Strip basedirs from cmdline args and direct-mode hash key#2711

Open
solarispika wants to merge 3 commits into
mozilla:mainfrom
solarispika:basedirs-cover-args-and-direct-mode
Open

Strip basedirs from cmdline args and direct-mode hash key#2711
solarispika wants to merge 3 commits into
mozilla:mainfrom
solarispika:basedirs-cover-args-and-direct-mode

Conversation

@solarispika
Copy link
Copy Markdown

@solarispika solarispika commented May 15, 2026

Follow-up to #2521. The basedirs strip ran only on preprocessor output, leaving two leaks:

  1. common_args is OsStr::hashed verbatim, so path-bearing flags (e.g. -external:I <path>) embed absolute paths in the key.
  2. On Windows, MSVC's preprocessor emits __FILE__ strings in C source form (\\ escapes); normalize_win_path then maps each \\ to // and never matches a basedir.
  3. The direct-mode key (preprocessor_cache_entry_hash_key) hashes args the same un-stripped way.
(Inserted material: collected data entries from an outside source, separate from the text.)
PR #64, opened 2023-08-10
rc/0.5.0

ciaranschutte:


package.json
```diff
@@ -1,10 +1,10 @@
 {
   "name": "rdpc-ui",
-  "version": "0.4.0",
+  "version": "0.5.0",
   "private": true,
   "scripts": {
     "dev": "next dev",
-    "build": "next build",
+    "build": "NEXT_IS_BUILDING=true next build",
```
justincorrigible, line 7: ooh new flag. they just love polluting the env, eh?

ciaranschutte: that's me polluting the env ;)

ciaranschutte: and yes I do enjoy it :p

PR #74, opened 2023-08-20
Data setup

ciaranschutte:
- large amount of files are from updating the import statement for App config provider
- adds GQL Apollo handling
- adds typechecking with generated types
- adds auth for handling gql requests
- adds basic loading and error handling - to be improved https://github.com/icgc-argo/rdpc-ui/issues/77
- hydration issues are an existing bug https://github.com/icgc-argo/rdpc-ui/issues/78


codegen.ts
```diff
@@ -0,0 +1,41 @@
...
+ */
+
+import { CodegenConfig } from '@graphql-codegen/cli';
+import dotenv from 'dotenv';
+
+// point to .env.local because .env in nextjs is a default committed file
+dotenv.config({ path: '.env.local' });
+
+const gqlConfig: CodegenConfig = {
+	schema: `${process.env.NEXT_PUBLIC_GATEWAY_API_ROOT}/graphql`,
```
ciaranschutte, line 27: this file is outside the context of Next but it makes sense to try and at least keep consistent naming/file instead of having multiple env configurations depending on process context

src/app/(post-login)/submission/types.ts
```diff
@@ -0,0 +1 @@
+export type Programs = any;
```
demariadaniel, line 1: Can we update this?

demariadaniel (approved):
Huge! Looking great

PR #88, opened 2023-09-21
Submit clinical file records

ciaranschutte:
Most of clinical submission page
Only new code is https://github.com/icgc-argo/rdpc-ui/pull/88/files#diff-7382a2577603d2cc3116410d5faec9bb2dbae4bc6ad09dc99b75067cebaf8ba6R65 which is for additional debugging

removed commented out code and console logs for PR

merging into feature branch


ciaranschutte:
merging into feature branch (not needing the same level of approval as dev/main in my opinion)

PR #97, opened 2023-10-07
permissions: user role check

ciaranschutte:
- adds a user role check permission hook
- calls it from AuthHook but kept as a separate hook intentionally

Change from `platform-ui` functionality: 
utility functions for individual roles created within the hook right now
this is because we need to use `appConfig` hook to create token utils. before, we created this statically with env vars.
we can change this as an enhancement to either use `useCallback` so they won't get recreated with multiple renders or pass in token utils as a var with DI and move the functions out of our hook.


ciaranschutte:
very out of date.

PR #100, opened 2023-10-26
Feat/38 submission approval screen

demariadaniel:


package.json
```diff
@@ -70,6 +70,12 @@
     "**/*": "prettier --write --ignore-unknown"
   },
   "prettier": {
+    "printWidth": 100,
+    "semi": true,
+    "singleQuote": true,
+    "trailingComma": "all",
+    "useTabs": true,
+    "tabWidth": 2,
```
demariadaniel, line 78: Moved Prettier rules to package.json as prettierrc was getting ignored, causing unnecessary Git changes
LMK if there's an alternate preferred way to do this, but Platform UI is set up w/ rules in package.json

src/app/(post-login)/submission/layout.tsx
```diff
@@ -32,7 +32,7 @@ export default function AppLayout({ children }: { children: ReactNode }) {
 		<div
 			css={css`
 				display: grid;
-				grid-template-columns: ${isSidebarActive ? '248px' : '40px'} 1fr;
+				grid-template-columns: ${isSidebarActive ? '248px 86vw' : '40px 98vw'};
```
demariadaniel, line 35: Insure Submission content fits in view window

ciaranschutte: I haven't seen mixing of px and view port units before - interesting!
keep in mind `vw` and `vm` are percents and `px` are absolute

src/app/(post-login)/submission/program/[shortName]/clinical-submission/components/ProgressBar.tsx
```diff
@@ -98,11 +101,22 @@ const ProgressBar: FC<ProgressBarProps> = ({
       ? "success"
       : "disabled",
   };
+  const pendingApprovalWidth = `${approvalBarWidth || 100}px`;
```
Comment (ciaranschutte) [inline src/app/(post-login)/submission/program/[shortName]/clinical-submission/components/ProgressBar.tsx:104]: Is this something that needs to be a prop to `ProgressBar` comp? 
seems like it may be a case of "pending approval" progress item is always larger

src/global/utils/auth.tsx
```diff
@@ -16,86 +16,105 @@
...
+    setAuthLoading,
+    logIn,
+    logOut,
+    permissions,
+    TokenUtils,
+  };
+
+  return (
+    <AuthContext.Provider value={value}>
+      <Suspense
```
ciaranschutte, line 106: there are `Suspense` boundary errors on the page and this is the only place in the code where we use suspense boundaries. I wonder if there could be a fix here?

src/global/utils/auth.tsx
```diff
@@ -16,86 +16,105 @@
...
 
 const AuthContext = createContext<AuthContextValue>({
-	egoJwt: '',
-	setEgoJwt: () => '',
-	authLoading: false,
-	setAuthLoading: () => false,
-	logIn: () => undefined,
-	logOut: () => undefined,
+  egoJwt: "",
+  setEgoJwt: () => "",
```
ciaranschutte, line 51: I don't think this returns a string as type
you're on the right track with the react dispatch generics

src/global/utils/auth.tsx
```diff
@@ -16,86 +16,105 @@
...
+  authLoading: false,
+  setAuthLoading: () => false,
+  logIn: () => undefined,
+  logOut: () => undefined,
+  permissions: [],
+  TokenUtils: createEgoUtils(""),
```
ciaranschutte, line 57: are these odd placeholder functions needed or can you pass the actual functions?

ciaranschutte (changes requested):

ciaranschutte:
@demariadaniel couple of suggestions. assuming you have the prettier chaos under control from your slack message.

one point. before approval re the context functions. @justincorrigible 2nd opinion please? I may be overlooking something obvious

src/global/utils/auth.tsx
demariadaniel: This is from the very early days of setting up the app + Login and definitely worth a revisit esp b/c of the errors

package.json
justincorrigible: personally I prefer having separate files for separate concerns...

The manifest file (package.json) tends to get quite busy as it is, in most projects.

In case it helps, `prettier.config.js` works fairly well in Arranger. https://github.com/overture-stack/arranger/blob/develop/prettier.config.js

src/app/(post-login)/submission/layout.tsx
justincorrigible: @ciaranschutte the unit mix makes sense if you see height in relation to a "constant" font size (8'd have opted for rem) vs viewport width depending on browser being resized

.prettierrc.json
```diff
@@ -1,8 +1,8 @@
...
-	"semi": true,
-	"singleQuote": true,
-	"trailingComma": "all",
-	"useTabs": true,
-	"tabWidth": 2
+  "printWidth": 100,
+  "semi": true,
+  "singleQuote": true,
+  "trailingComma": "all",
+  "useTabs": true,
```
justincorrigible, line 6: The irony of seeing the prettier configs file being reformatted without considering the rules specified therein (tabs)
😂

src/app/(post-login)/submission/layout.tsx
ciaranschutte: wouldn't this potentially result in overflow/underflow though? 
if 248px is not 14% (100 - 86) of the view port width  .. that's one col of fixed size, and another col of fixed size that is 86% of viewport. 

are you talking about that idea of setting a base font size and setting everything, including layout dimensions, relative to it?

src/app/components/Header.tsx
```diff
@@ -16,113 +16,115 @@
  * IN CONTRACT, STRICT LIABILITY, OR TORT (INCLUDING NEGLIGENCE OR OTHERWISE) ARISING IN
  * ANY WAY OUT OF THE USE OF THIS SOFTWARE, EVEN IF ADVISED OF THE POSSIBILITY OF SUCH DAMAGE.
  */
-'use client';
+"use client";
```
justincorrigible, line 19: oof. prettier is making fun of us in this PR. uh?

src/app/(post-login)/submission/layout.tsx
justincorrigible: oh, I was strictly focused on the unit mix... the actual values, I have no clue about 🤷‍♂️

ciaranschutte: @demariadaniel  not sure where those numbers came from but could we change this to, otherwise the page gets a little overflowing:
```
 grid-template-columns: ${isSidebarActive
          ? "248px calc(100vw - 248px)"
          : "40px calc(100vw - 40px)"};
```

justincorrigible: Oh. I see what you meant!
Yeah, this suggesrion certainly seems more robust. 

I'd take it a step further by abstracting those constants into reusable variables, that also go into the sidebar itself (so if the number changes at some point, it does it in both places at once)

ciaranschutte: <insert "100" emoji>

src/global/utils/auth.tsx
justincorrigible: it seems the code was already there, and the change is just a prettier proble..

while I agree with the suggestion, I think it's way more urgent to amend the PR with Prettier working.

It's difficult to parse (or approve) with all these styling regressions.

ciaranschutte: good point. I didn't check if it was new code or not as my instinct is "see green, comments are fine"

justincorrigible:
I may recommend we get back to reviewing this PR once it's been amended with a working Prettier. if others are ok approving it as is, go ahead, but I don't feel comfortable doing so as is.

.prettierrc.json
justincorrigible: for clarity, comment not intended as anything else but to point out I find this funny.

src/app/(post-login)/submission/layout.tsx
demariadaniel: Great catch @ciaranschutte this did indeed overflow + calc is exactly what I was looking for

For context, I added the `vw` changes to contain the table within the page:

Screenshot 2023-10-27 at 12 11 44 PM
Screenshot 2023-10-27 at 12 11 34 PM

demariadaniel: Using vw the table fits on the page:
Screenshot 2023-10-27 at 12 10 42 PM

package.json
demariadaniel: Fixed in: https://github.com/icgc-argo/rdpc-ui/pull/102

src/app/(post-login)/submission/program/[shortName]/clinical-submission/components/ProgressBar.tsx
```diff
@@ -40,9 +41,14 @@ const checkEntities = (clinicalEntities: ProgressBarProps['clinicalEntities']) =
 type ProgressBarProps = {
 	clinicalEntities: ClinicalSubmission['clinicalEntities'] | undefined;
 	clinicalState: ClinicalSubmissionQuery['clinicalSubmissions']['state'] | undefined;
+	approvalBarWidth?: number;
 };
 
-const ProgressBar: FC<ProgressBarProps> = ({ clinicalEntities, clinicalState }) => {
+const ProgressBar: FC<ProgressBarProps> = ({
```
Comment (justincorrigible) [inline src/app/(post-login)/submission/program/[shortName]/clinical-submission/components/ProgressBar.tsx:47]: Going to take a wager, and assume the use of FC here is so you can pass children?
I recall ages ago using the FC type was discouraged, because specifying the type explicitly leads to less errors.

you could use `PropsWithChildren<Props>` if children is all you need

src/app/(post-login)/submission/program/[shortName]/clinical-submission/components/Header.tsx
```diff
@@ -61,8 +62,14 @@ const Header: FC<HeaderProps> = ({
     DOCS_URL_ROOT,
     "/docs/submission/submitting-clinical-data",
   );
+  const { egoJwt, permissions, TokenUtils } = useAuthContext();
 
-  const isDcc = false;
+  const isDcc = useMemo(() => TokenUtils.isDccMember(permissions), [egoJwt]);
+  const isRdpc = useMemo(
+    () => (egoJwt ? TokenUtils.isRdpcMember(permissions) : false),
+    [egoJwt],
```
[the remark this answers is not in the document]
Comment (demariadaniel) [reply src/app/(post-login)/submission/program/[shortName]/clinical-submission/components/Header.tsx]: I believe it would (and tested it to be sure), updated!

src/global/utils/auth.tsx
demariadaniel: @ciaranschutte Give this a second look after Prettier revisions. These are just initializing the context, actual functions are passed in the body of AuthProvider. I updated syntax to use `() => {}` instead.

src/app/(post-login)/submission/program/[shortName]/clinical-submission/components/ProgressBar.tsx
Comment (demariadaniel) [reply src/app/(post-login)/submission/program/[shortName]/clinical-submission/components/ProgressBar.tsx:47]: FC<ProgressBarProps> is not my doing. In platform-ui this is `ComponentType<ProgressBarProps>`, which works fine in RDPC as well.
`PropsWithChildren<ProgressBarProps>` does not work for me.

src/app/(post-login)/submission/program/[shortName]/clinical-submission/components/ProgressBar.tsx
Comment (demariadaniel) [reply src/app/(post-login)/submission/program/[shortName]/clinical-submission/components/ProgressBar.tsx]: This is a carryover from platform-ui
It is used here: https://github.com/icgc-argo/platform-ui/blob/develop/components/pages/submission-system/program-dashboard/ProgramWorkspaceStatus/index.tsx#L142

src/app/(post-login)/submission/program/[shortName]/clinical-submission/components/ProgressBar.tsx
Comment (justincorrigible) [reply src/app/(post-login)/submission/program/[shortName]/clinical-submission/components/ProgressBar.tsx:47]: you're right. once again I feel into the "it's green, new code" trap 😂

in either case, at risk of stating the obvious and just to verify a suspicion: the replacement for 
`const X: FC<Props> = props =>...` is `const X = (props: PropsWithChildren<Props>) =>...`, which in turn lets TS infer the return type (a much better way to use TS in React)

is that how you did it?

i.e. ' const X: PropsWithChildren<Props> =...` wouldn't work because X is meant to be a component, not just its props.

Comment (demariadaniel) [reply src/app/(post-login)/submission/program/[shortName]/clinical-submission/components/ProgressBar.tsx:47]: OK I see. `const X = (props: PropsWithChildren<Props>) =>` does work.

Comment (justincorrigible) [reply src/app/(post-login)/submission/program/[shortName]/clinical-submission/components/ProgressBar.tsx]: glad to hear! thanks for helping leave these systems better than we found them 🙏

ciaranschutte:
merging based on slack "all PR addressed" comment 👍

PR #102, opened 2023-10-27
🐛 Prettier Config

demariadaniel:
- Moves prettier import out of package.json to prevent overriding prettierrc (https://prettier.io/docs/en/configuration.html)
- Reformats files in repo
- Relates to discussion on https://github.com/icgc-argo/rdpc-ui/pull/100

### DIFF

Fix in 3 commits, one per gap. With SCCACHE_BASEDIRS unset the new code is byte-identical to before. No CACHE_VERSION bump — existing entries were per-workdir and unreachable anyway.

Tests

Unit test per commit (args strip preprocessor mode, args strip direct mode, byte-level backslash collapse, Windows full round-trip). cargo test --lib --release passes on macOS 15.2 / apple-clang 17, Debian 12 / gcc-12, Windows 11 / MSVC 14.50. End-to-end: 100% cache hit rate across our 10-cell matrix (was 0% before).

Not in this PR

  • Concatenated path args (-IC:\path, /imsvc<path>) — strip_basedirs's boundary check rejects mid-arg matches. On MSVC these flow through preprocessor_args (not common_args), so they're stripped via the preprocessor-output path already.
  • PreprocessorCacheEntry still stores include paths absolute, so direct-mode lookups across workspaces fall back to the preprocessor-mode key (which now hashes correctly). Cross-workspace direct-mode hits are a separate PR.

@sylvestre
Copy link
Copy Markdown
Collaborator

Given if it is clearly written by AI, could you please refactor to only keep the relevant comments ?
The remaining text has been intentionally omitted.